There are four game modes to choose from: Team Battle for classic 3-on-3 battles, Single Battle for 1-on-1 fights, Endless mode for an endurance challenge with just one life, and a Training mode where you can practice with the touch controls and brush up on your combos. There’s 14 characters you can choose from and feature many of the series’ most popular faces, including the return of Billy Kane, who hasn’t been in the series since KOF 2003. SNK / Playmore has stated they will release new background stages along with six additional characters by October 2011, which will bring the roster up to 20. You can also earn coins while playing to unlock collectable goodies such as image galleries and character cards.

The graphics and sprites are borrowed from the still-unreleased (for home, anyway) KOF XIII, and are replicated fairly well on iOS devices, despite having a slightly rough look to them. Still, character animations are surprisingly fluid and really make you feel like you’re playing a console game instead of a portable one. It’s a shame the same can’t be said of the background stages, which are nice looking, but are static images with no animations. It’s not too bad since you’ll most likely be focused on the intense battles to notice, but it would’ve been nice to have fire or water move on a stage where some is present. The sounds and music are on point, and really get you pumped while playing. While all these features are nice, there are some features the game lacks that could’ve made things better.

Fans of KOF games in the past already know how difficult it is to pull off moves and counters with a standard controller, so trying to do it on a virtual pad isn’t exactly a walk in the park. While the controls are responsive and feature simplified special move buttons, when the action gets intense, it’s easy to hit the wrong direction or button, especially since the buttons are so close to one another. This makes for some frustrating moments while playing on the iPod or iPhone, which also makes you wonder why there isn’t a native iPad version available.

The main disappointment is also the least surprising; the lack of online play. While you can battle against other players using a Bluetooth connection, it would’ve been nice to have online multiplayer and take the action worldwide (much like Capcom’s recent Street Fighter IV Volt revision does). KOF-i is Game Center ready, but only allows players to share and compare their game completion level, rankings and achievements.

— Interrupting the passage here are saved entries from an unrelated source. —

PR #4569, opened 2017-01-25
Add getters and setters to Rectangle class for its sides (top, right, bottom, left)

varomorf:
Add methods to Rectangle class for getting and setting its sides and center (without the need to pass a Vector param).

I've added this as I found useful said methods on MonoGame's Rectangle2D class and decided to port said functionality to libgdx while I'm working a port from MonoGame to libgdx after doing a Coursera course.

I still need to sign the CLA but as I'm not sure if this fits in the project, I'm asking beforehand to avoid lost time :)

### DIFF
--- a/gdx/src/com/badlogic/gdx/math/Rectangle.java
+++ b/gdx/src/com/badlogic/gdx/math/Rectangle.java
@@ -351,12 +351,6 @@ public class Rectangle implements Serializable, Shape2D {
 		this.x = x;
 	}
 
-	/** Calculates the center of the rectangle.
-	 * @return A vector with the center position. */
-	public Vector2 getCenter () {
-		return getCenter(new Vector2());
-	}
-
 	/** Calculates the center of the rectangle. Results are located in the given Vector2
 	 * @param vector the Vector2 to use
 	 * @return the given vector with results stored inside */
--- a/gdx/src/com/badlogic/gdx/math/Rectangle.java
+++ b/gdx/src/com/badlogic/gdx/math/Rectangle.java
@@ -303,6 +303,60 @@ public class Rectangle implements Serializable, Shape2D {
 		return (height == 0) ? Float.NaN : width / height;
 	}
 
+	/** Returns the bottommost coordinate of the rectangle.
+	 * @return The bottommost coordinate of the rectangle. */
+	public float getBottom () {
+		return y;
+	}
+
+	/** Sets the Y coordinate so that the bottom of the rectangle is at the given value.
+	 * @param y The value for the bottom. */
+	public void setBottom (float y) {
+		this.y = y;
+	}
+
+	/** Returns the topmost coordinate of the rectangle.
+	 * @return The topmost coordinate of the rectangle. */
+	public float getTop () {
+		return y + height;
+	}
+
+	/** Sets the Y coordinate so that the top of the rectangle is at the given value.
+	 * @param y The value for the top. */
+	public void setTop (float y) {
+		this.y = y - height;
+	}
+
+	/** Returns the rightmost coordinate of the rectangle.
+	 * @return The rightmost coordinate of the rectangle. */
+	public float getRight () {
+		return x + width;
+	}
+
+	/** Sets the X coordinate so that the right of the rectangle is at the given value.
+	 * @param x The value for the right. */
+	public void setRight (float x) {
+		this.x = x - width;
+	}
+
+	/** Returns the leftmost coordinate of the rectangle.
+	 * @return The leftmost coordinate of the rectangle. */
+	public float getLeft () {
+		return x;
+	}
+
+	/** Sets the X coordinate so that the left of the rectangle is at the given value.
+	 * @param x The value for the left. */
+	public void setLeft (float x) {
+		this.x = x;
+	}
+
+	/** Calculates the center of the rectangle.
+	 * @return A vector with the center position. */
+	public Vector2 getCenter () {
+		return getCenter(new Vector2());
+	}
+
 	/** Calculates the center of the rectangle. Results are located in the given Vector2
 	 * @param vector the Vector2 to use
 	 * @return the given vector with results stored inside */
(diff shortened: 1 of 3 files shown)


gdx/src/com/badlogic/gdx/math/Rectangle.java
```diff
@@ -303,6 +303,60 @@ public float getAspectRatio () {
...
+
+	/** Sets the X coordinate so that the left of the rectangle is at the given value.
+	 * @param x The value for the left. */
+	public void setLeft (float x) {
+		this.x = x;
+	}
+
+	/** Calculates the center of the rectangle.
+	 * @return A vector with the center position. */
+	public Vector2 getCenter () {
```
Tom-Ski: These methods should be avoided, getCenter (Vector2 out) already exists and is the preferred method due to it not generating garbage internally. If the user doesn't care about the garbage, or simply wants to create a new vector2 isntance they should pass in new Vector2() to the method.

varomorf: I'm simply not new but plainly unknowledgeable about game programming, so please correct me if I'm saying something ridiculous.

But, in Java programming in general that code doesn't generate garbage (or I'm understanding garbage wrongly).

When the user calls that method, a new Vector object is created, populated (in the already existing method), returned, then the user does something with it (presumably getting its x and y) and unless it saves it in a permanent field or something it will be removed from memory the next time the garbage collector executes. So that's why I don't understand the part of the method generating garbage.

Again, I'm talking from a "normal Java coding" view and not a game programming view so maybe I'm really overstepping here and would like to know if so.

varomorf:
Hi @Tom-Ski 

The idea was to add a more semantic approach so that coders don't need to compute x + width every time they need to get the right part of a Rectangle (for example to know if the Rectangle is touching some bounds or something like that).

I'm currently using the Rectangle class as a Collision rectangle to know if an entity is touching some bounds (top, right, bottom and left) so having said "shortcuts" simplifies" my code quite a lot.

Again as with my other comment, I'm talking from a "normal Java coding" view and not a game programming view so maybe I'm really overstepping here and would like to know if so.

gdx/src/com/badlogic/gdx/math/Rectangle.java
agmcleod: @varomorf this one is generating garbage because you're creating a new object each time you call it. Ideally in your game code, you should have a single Vector2 property that you re-use to pass to getCenter().

MobiDevelop: Giving the garbage collector more work to do means it takes more time to do its work. Minimizing that time is important in games and in particular on mobile, where the garbage collection is generally not amazingly fast.

Tom-Ski:
Sure, do you have a code sample/pseudo code for your bounds check for collision you mentioned? It would be good to see how you are using it and how this benefits you. Particularly for the setLeft methods.

If something has definite utility then it can be added at the expense of bloat etc, I'm just not sure this does.

varomorf:
For example, I have the following inside a Target class. I use it to have several targets floating through the screen bouncing off the limits of the screen. This way I understand it better (is more semantic) than with the computations directly in the code.

```
/**
 * Bounces the target off the top and bottom window borders if necessary
 */
private void bounceTopBottom()
{
    if (drawRectangle.getTop() > GameConstants.WINDOW_HEIGHT)
    {
        // bounce off top
        drawRectangle.setTop(GameConstants.WINDOW_HEIGHT);
        velocity.y *= -1;
    }
    else if (drawRectangle.getBottom() <= 0)
    {
        // bounce off bottom
        drawRectangle.setBottom(0);
        velocity.y *= -1;
    }
}

/**
 * Bounces the target off the left and right window borders if necessary
 */
private void bounceLeftRight()
{
    if (drawRectangle.getLeft() < 0)
    {
        // bounce off left
        drawRectangle.setLeft(0);
        velocity.x *= -1;
    }
    else if (drawRectangle.getRight() > GameConstants.WINDOW_WIDTH)
    {
        // bounce off right
        drawRectangle.setRight(GameConstants.WINDOW_WIDTH);
        velocity.x *= -1;
    }
}
```

gdx/src/com/badlogic/gdx/math/Rectangle.java
varomorf: I think that I understand what you're saying. But still can't quite wrap my head around it. Let's say I have the following code in an EnemyShip class:

```
private void shoot(){
    Texture projectileSprite = Game1.GetProjectileSprite(ENEMY_SHIP_PROJECTILE_TYPE);
    Vector2 center = drawRectangle.getCenter();

    int projectileY = (int) (center.y + GameConstants.ENEMY_SHIP_PROJECTILE_OFFSET);
    Projectile projectile = new Projectile(ENEMY_SHIP_PROJECTILE_TYPE, projectileSprite, center.X, projectileY, -GetProjectileYVelocity());
    Game.AddProjectile(projectile);
}
```

This method will be called in every enemy ship that is currently in the game when a counter gets to a limit value (limit value that gets updated in an update method). 

This way the projectiles get shoot off the center of the enemy ships (and slightly down of its center).

I fail to see what improvement I could get creating a new Vector2 here and passing it to rectangle.getCenter(Vector2), instead of creating it inside rectangle.getCenter().

Again, I'm REALLY new to game programming so I may be doing this completely wrong. 

Maybe I should move this to another class and loop every ship using only one Vector2 for their centers?

Tom-Ski: The improvement would be not to create instances, so you wouldn't pass in a new Vector2, but pass in a class member variable instead, or a temporary variable that persists.

varomorf: Oooooooooooo. I think that now I'm starting to understand :)

Thank you all for the explanation, I'll remove said code as now I understand the problems it might produce.

cypherdare:
I'm of the opinion that this is bloat, and easily added by subclassing anyway. It doesn't make sense to have multiple methods for returning the exact same thing under a different name.

Tom-Ski:
I agree, the use case you have provided is a very specific example, usually with collision detection and response you have a more robust method of determining collisions between objects. Infinite size sides is a very small case. If you'd like to avoid having the additional math everywhere in your code just add a simple helper method in your own class.

Thanks for the PR.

Despite it’s shortcomings and hefty $7.99 price tag, The King of Fighters-i makes for a pretty fun solution when you need your SNK fighting game fix on the go. The virtual controls work, for the most part, although you can probably expect a few frustratingly missed power moves when you need them the most; even the best-intentioned button-free solution isn’t without its problems. SNK/Playmore is promising future updates in the form of new characters, backgrounds, and more gameplay options, which could help flesh out the rather weak (for a KOF game) 14-character roster and pancake-flat backgrounds. Let’s hope online multiplayer and a native iPad version are among them, as they’d definitely help elevate a pretty good game to a great one.